The Next Leg Of The Housing Crisis In Five Simple Charts - limist
http://www.zerohedge.com/article/next-leg-housing-crisis-five-simple-charts

======
jcromartie
So maybe I shouldn't buy this $200K foreclosure?

Some actual actionable advice from a comment there:

"" If you are agonizing about whether to buy real estate now or later, maybe
you'd better define "real estate"

It's hard to see the value in buying a "suburban middle class home in CT"
right now, or a year or three down the line if/when prices dive again. You may
as well rent it and save a lot of money (and headaches) if all you are gonna
do is park your car, watch TV and sleep there. Call that "fake estate"

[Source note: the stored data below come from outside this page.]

PR #7743, opened 2025-05-13
Add CI check for Cloudflare Worker build

dario-piotrowicz:
## Description

As [suggested](https://github.com/nodejs/nodejs.org/pull/7383#issuecomment-2863779557) by @avivkeller I'm adding a CI check to make sure that the Cloudflare OpenNext adapter build succeeds on PRs/pushes to main.

As part of this I am removing the pre scripts I had before in favour of turborepo `dependsOn` configs (I am not super familiar with turborepo but I thing/guess that `dependsOn` configs should be preferred and replace pre scripts? 🤔)

> [!Note]
> This is a temporary CI check (that's also one of the reasons why I created a new, very easy to delete, workflow file for it instead of adding this to the build workflow) that can help us get some confidence in the OpenNext Cloudflare adapter and in the fact that the adapter doesn't effect DX. 
> However I think that this will become obsolete/unnecessary as soon as we have some e2e tests that also validate the OpenNext build.

## Validation

I've validated this workflow in my nodejs.org fork see [action run](https://github.com/dario-piotrowicz/nodejs.org/actions/runs/14999151591/job/42141131986). 

### Check List

### DIFF
--- a/.github/workflows/cloudflare-open-next-build.yml
+++ b/.github/workflows/cloudflare-open-next-build.yml
@@ -10,7 +10,7 @@ on:
   push:
     branches:
       - main
-  pull_request_target:
+  pull_request:
     branches:
       - main
     types:
--- a/.github/workflows/cloudflare-open-next-build.yml
+++ b/.github/workflows/cloudflare-open-next-build.yml
@@ -61,4 +61,4 @@ jobs:
         run: pnpm install --frozen-lockfile
 
       - name: Build Cloudflare Worker
-        run: pnpm exec turbo run --filter=@node-core/website cloudflare:build:worker ${{ env.TURBO_ARGS }}
+        run: pnpm exec turbo run cloudflare:build:worker ${{ env.TURBO_ARGS }}
--- a/.github/workflows/cloudflare-open-next-build.yml
+++ b/.github/workflows/cloudflare-open-next-build.yml
@@ -13,8 +13,6 @@ on:
   pull_request:
     branches:
       - main
-    types:
-      - labeled
 
 defaults:
   run:
@@ -33,7 +31,7 @@ env:
 
 jobs:
   build-cloudflare-worker:
-    name: Build Cloudflare Worker (on ubuntu)
+    name: Build Cloudflare Worker
     runs-on: ubuntu-latest
 
     steps:
--- a/.github/workflows/cloudflare-open-next-build.yml
+++ b/.github/workflows/cloudflare-open-next-build.yml
@@ -1,0 +1,69 @@
+# Security Notes
+# Only selected Actions are allowed within this repository. Please refer to (https://github.com/nodejs/nodejs.org/settings/actions)
+# for the full list of available actions. If you want to add a new one, please reach out a maintainer with Admin permissions.
+# REVIEWERS, please always double-check security practices before merging a PR that contains Workflow changes!!
+# AUTHORS, please only use actions with explicit SHA references, and avoid using `@master` or `@main` references or `@version` tags.
+
+name: Cloudflare OpenNext Build
+
+on:
+  push:
+    branches:
+      - main
+  pull_request_target:
+    branches:
+      - main
+    types:
+      - labeled
+
+defaults:
+  run:
+    # This ensures that the working directory is the root of the repository
+    working-directory: ./
+
+permissions:
+  contents: read
+  actions: read
+
+env:
+  # See https://turbo.build/repo/docs/reference/command-line-reference/run#--cache-dir
+  TURBO_ARGS: --cache-dir=.turbo/cache
+  # See https://turbo.build/repo/docs/reference/command-line-reference/run#--force
+  TURBO_FORCE: true
+
+jobs:
+  build-cloudflare-worker:
+    name: Build Cloudflare Worker on ${{ matrix.os }}
+    runs-on: ${{ matrix.os }}
+
+    strategy:
+      fail-fast: false
+      matrix:
+        os: [ubuntu-latest, windows-latest]
+
+    steps:
+      - name: Harden Runner
+        uses: step-security/harden-runner@0634a2670c59f64b4a01f0f96f84700a4088b9f0 # v2.12.0
+        with:
+          egress-policy: audit
+
+      - name: Git Checkout
+        uses: actions/checkout@11bd71901bbe5b1630ceea73d27597364c9af683 # v4.2.2
+
+      - name: Set up pnpm
+        uses: pnpm/action-setup@a7487c7e89a18df4991f7f222e4898a00d66ddda # v4.1.0
+        with:
+          cache: true
+
+      - name: Set up Node.js
+        uses: actions/setup-node@49933ea5288caeca8642d1e84afbd3f7d6820020 # v4.4.0
+        with:
+          # We want to ensure that the Node.js version running here respects our supported versions
+          node-version-file: '.nvmrc'
+          cache: 'pnpm'
+
+      - name: Install packages
+        run: pnpm install --frozen-lockfile
+
+      - name: Build Cloudflare Worker
+        run: pnpm turbo run --filter=@node-core/website cloudflare:build:worker
--- a/.github/workflows/cloudflare-open-next-build.yml
+++ b/.github/workflows/cloudflare-open-next-build.yml
@@ -61,4 +61,4 @@ jobs:
         run: pnpm install --frozen-lockfile
 
       - name: Build Cloudflare Worker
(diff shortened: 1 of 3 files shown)


.github/workflows/cloudflare-open-next-build.yml
```diff
@@ -0,0 +1,69 @@
...
+        with:
+          # We want to ensure that the Node.js version running here respects our supported versions
+          node-version-file: '.nvmrc'
+          cache: 'pnpm'
+
+      - name: Install packages
+        run: pnpm install --frozen-lockfile
+
+      - name: Build Cloudflare Worker
+        run: pnpm turbo run --filter=@node-core/website cloudflare:build:worker
```
avivkeller:
```suggestion
        run: pnpm exec turbo run --filter=@node-core/website cloudflare:build:worker ${{ env.TURBO_ARGS }}
```

.github/workflows/cloudflare-open-next-build.yml
```diff
@@ -0,0 +1,69 @@
...
+        os: [ubuntu-latest, windows-latest]
+
+    steps:
+      - name: Harden Runner
+        uses: step-security/harden-runner@0634a2670c59f64b4a01f0f96f84700a4088b9f0 # v2.12.0
+        with:
+          egress-policy: audit
+
+      - name: Git Checkout
+        uses: actions/checkout@11bd71901bbe5b1630ceea73d27597364c9af683 # v4.2.2
```
avivkeller, line 51: Make sure to check out the PR

.github/workflows/cloudflare-open-next-build.yml
```diff
@@ -0,0 +1,69 @@
...
+  actions: read
+
+env:
+  # See https://turbo.build/repo/docs/reference/command-line-reference/run#--cache-dir
+  TURBO_ARGS: --cache-dir=.turbo/cache
+  # See https://turbo.build/repo/docs/reference/command-line-reference/run#--force
+  TURBO_FORCE: true
+
+jobs:
+  build-cloudflare-worker:
```
avivkeller, line 35: Check the label

.github/workflows/cloudflare-open-next-build.yml
```diff
@@ -0,0 +1,69 @@
...
+# REVIEWERS, please always double-check security practices before merging a PR that contains Workflow changes!!
+# AUTHORS, please only use actions with explicit SHA references, and avoid using `@master` or `@main` references or `@version` tags.
+
+name: Cloudflare OpenNext Build
+
+on:
+  push:
+    branches:
+      - main
+  pull_request_target:
```
avivkeller: We don't use secrets in this workflow, so it can run on pull_request

.github/workflows/cloudflare-open-next-build.yml
avivkeller: Also, do we need to --filter?

Can you run it in the apps/site working directory, or just run it with it filter (if that's possible?)

.github/workflows/cloudflare-open-next-build.yml
```diff
@@ -0,0 +1,64 @@
...
+
+      - name: Set up Node.js
+        uses: actions/setup-node@49933ea5288caeca8642d1e84afbd3f7d6820020 # v4.4.0
+        with:
+          # We want to ensure that the Node.js version running here respects our supported versions
+          node-version-file: '.nvmrc'
+          cache: 'pnpm'
+
+      - name: Install packages
+        run: pnpm install --frozen-lockfile
```
avivkeller, line 59:
```suggestion
        run: pnpm install --frozen-lockfile --prod
```

.github/workflows/cloudflare-open-next-build.yml
dario-piotrowicz: I can just remove the filter it's not actually needed 🙂  (I just thought it made things slightly clearer)

.github/workflows/cloudflare-open-next-build.yml
dario-piotrowicz: Will this work? `@opennextjs/cloudflare` is a dev dependency after all 🤔

.github/workflows/cloudflare-open-next-build.yml
dario-piotrowicz: you're right, sorry I just copy-pasted this part without noticing this 👍

.github/workflows/cloudflare-open-next-build.yml
dario-piotrowicz: I tested this locally and indeed it doesn't work:
Screenshot 2025-05-13 at 15 38 18

avivkeller: I suppose we can leave it as is, and cross that bridge when we get there

avivkeller (approved):

.github/workflows/cloudflare-open-next-build.yml
dario-piotrowicz: is there any issue with not including `--prod`? 🤔

avivkeller: I was under the impression that this _should_ build in production mode (similar to how next does)–but since we aren't relying on OpenNext for deployment, it's not really a problem.

dario-piotrowicz: Yes, it does build in production mode, but it does so using some non-production dependencies, so I _feel_ like this is fine 🤔

I am guessing that this works with Next because in a sense the next package is both a dev (it builts your app) and production dependency (you can import stuff from next)

flakey5 (approved):

.github/workflows/cloudflare-open-next-build.yml
dario-piotrowicz: Ah! actually! The OpenNext adapter is the same, you can import from it ([`getCloudflareContext`](https://opennext.js.org/cloudflare/bindings#how-to-access-bindings-in-your-nextjs-app)), Victor indeed did somewhat recently update the [OpenNext getting started doc](https://opennext.js.org/cloudflare/get-started#1-install-opennextjscloudflare) to instruct users to install the adapter as a proper dependency, if you prefer that I can just make the adapter a proper dependency 🙂 (and add here the `--prod` flag)

(even though right now we don't want/can't use `getCloudflareContext` from the package since that wouldn't work in the Vercel deployment)

avivkeller: Let’s keep as a dev dependency until it needs to be a production one, at least for now.

.github/workflows/cloudflare-open-next-build.yml
```diff
@@ -0,0 +1,64 @@
...
+
+on:
+  push:
+    branches:
+      - main
+  pull_request:
+    branches:
+      - main
+    types:
+      - labeled
```
avivkeller:
```suggestion
```

apps/site/turbo.json
```diff
@@ -24,7 +25,7 @@
       ]
     },
     "build": {
-      "dependsOn": ["^build"],
+      "dependsOn": ["build-blog-data", "^build"],
```
avivkeller, line 28: `build-blog-data` is already in `prebuild`, will this cause it to execute twice?

.github/workflows/cloudflare-open-next-build.yml
```diff
@@ -0,0 +1,64 @@
...
+
+env:
+  # See https://turbo.build/repo/docs/reference/command-line-reference/run#--cache-dir
+  TURBO_ARGS: --cache-dir=.turbo/cache
+  # See https://turbo.build/repo/docs/reference/command-line-reference/run#--force
+  TURBO_FORCE: true
+
+jobs:
+  build-cloudflare-worker:
+    name: Build Cloudflare Worker (on ubuntu)
```
avivkeller:
```suggestion
    name: Build Cloudflare Worker
```

I don't think we need to specify it's ubuntu. Ubuntu is the de-facto

avivkeller:
OpenNext CI run: https://github.com/nodejs/nodejs.org/actions/runs/15002557692/job/42153040053?pr=7743 (In the future, [it won't need the label](https://github.com/nodejs/nodejs.org/pull/7743#discussion_r2087279875)

apps/site/turbo.json
dario-piotrowicz: surprisingly no it doesn't seem to be the case 🤔 I wonder if turborepo is smart enough to handle that on its own 🤔

avivkeller: Wonderful!

bjohansebas (approved):

aymen94 (approved):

If you want your real property to produce anything of real value, the best
time to buy was yesterday, and you could already be at work building the soil,
planting fruit trees and garden beds, installing some distributed energy
source like solar or wind, and improving the structure. It takes a few years
at least to get this sort of thing going, especially if you are doing it after
work and on weekends. Invest in infrastructure during this so-called
"deflationary period" and take advantage of gov't subsidies and tax breaks for
energy efficient appliances, insulation, solar panels, whatever.

If things really are gonna be so grim, you are probably soon going to be at
best "underemployed" and maybe even a little hungry...

Here's another idea - rent your house, and buy some cheap agricultural land
within an hour's drive or less (go in with your friends and/or family maybe
and it'll be even cheaper) and lease it to an organic farmer. That property
may actually appreciate quite a bit in the coming years.

Or if you are not cut out to be a farmer, buy a multi-unit that you can fix
up, live in and rent out the other units.

The whole point of real estate ownership used to be that it was a factor of
production, not a financial abstraction that magically provides some rate of
return while you rent it from the bank. If you are not going to improve the
property in some way, and realize some income from it, don't bother buying it.
If all you are willing to invest in life is fiat currency, you may eventually
get lucky and get it back by the wheelbarrow full, with many more zeroes on
it. ""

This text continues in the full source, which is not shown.